Figure 1. The previous algorithm and the proposed algorithm for image reconstruction.

Figure 2. (A) The reconstructed parametric maps and error maps at diastolic phase for the numerical phantom with a scan time of 90s. (B) The RMSE values for different approaches at different scan times.

Figure 3. The available clinical images and Multitasking maps on a cardiomyopathy patient. Imaging findings indicated the patient had transmural and subendocardial scars in the left ventricle (blue arrows). T1 maps reconstructed with proposed approach at different scan times identified similar abnormal findings as clinical protocols. With the fixed basis approach, however, the mid-ventricular T1 map with 90-s scan was unable to define the scars as clearly (green arrows), and the basal T1 map with 50-s scan showed false positive regions in the anterior segment (orange arrows).

Figure 4. Bullseye plot of six mid-ventricular myocardial segments, showing T1 precision combined over the healthy subject cohort as a root-mean-square. (B) Distribution and comparison of T1 precision from different reconstruction approaches.

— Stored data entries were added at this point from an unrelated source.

PR #1415, opened 2023-12-04
fluids: Add ratio dx for stg

jrwrigh:
Define the streamwise length based on ratios of the spanwise via `-stg_dx_ratio`


jrwrigh:
Closed in favor of #1606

Median and quartile range are labelled. (C) Bullseye plot of six mid-ventricular myocardial segments, showing T2 precision combined over the healthy subject cohort. (D) Distribution and comparison of T2 precision from different reconstruction approaches. Statistically significant differences are indicated with *.

Figure 5. (A)-(B) Bullseye plot of six mid-ventricular myocardial segments, showing T1 repeatability combined over the healthy subject cohort and cardiomyopathy patient cohort. (C) Distribution and comparison of T1 repeatability from different reconstruction approaches in the combined cohort of healthy volunteers and patients. (D)-(E) Bullseye plot of T2 repeatability over the heathy subject cohort and cardiomyopathy cohort. (F) Distribution and comparison of T2 repeatability in the combined cohort. Statistically significant differences are indicated with *.